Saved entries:
══════════════════════════════

PR #2053, opened 2016-09-21
Remove ETC2/EAC compressed texture formats from WebGL 2.0 core

kainino0x:
This fixes #2030.

- [x] #2047
- [x] #2083

PR #2285, opened 2017-02-04
Update more extension tests to account for removal of ETC2/EAC

kainino0x:
This is fallout from #2053, in which I forgot to update the ATC tests.

This wasn't noticed because it runs only on limited configurations (as ATC is an AMD extension). I found it while debugging test failures on Google Pixel (Qualcomm Adreno 530), which supports it.

This corrects a failure on this device on both Chrome and Firefox.


zhenyao:
lgtm

PR #2289, opened 2017-02-08
Split attaching texture level 1 to framebuffer to a different test

Oletus:
This test is new in 2.0.1 and is failing on at least Chrome OpenGL
Windows using an NVIDIA GPU. It's easier to keep track of the failure
if the test is in a separate test file, rather than in a catch-all
framebuffer test file with lots of unrelated tests.

Also fix wrong order of shouldBe parameters in the test to get a
better error message.


zhenyao:
Yes, this is better.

══════════════════════════════

Work instructions: Nothing but the lines from the first line of the data through the line with "This test is" should be returned, exactly as they appear, both ends included.

Answer for this exercise:
PR #2053, opened 2016-09-21
Remove ETC2/EAC compressed texture formats from WebGL 2.0 core

kainino0x:
This fixes #2030.

- [x] #2047
- [x] #2083

PR #2285, opened 2017-02-04
Update more extension tests to account for removal of ETC2/EAC

kainino0x:
This is fallout from #2053, in which I forgot to update the ATC tests.

This wasn't noticed because it runs only on limited configurations (as ATC is an AMD extension). I found it while debugging test failures on Google Pixel (Qualcomm Adreno 530), which supports it.

This corrects a failure on this device on both Chrome and Firefox.


zhenyao:
lgtm

PR #2289, opened 2017-02-08
Split attaching texture level 1 to framebuffer to a different test

Oletus:
This test is new in 2.0.1 and is failing on at least Chrome OpenGL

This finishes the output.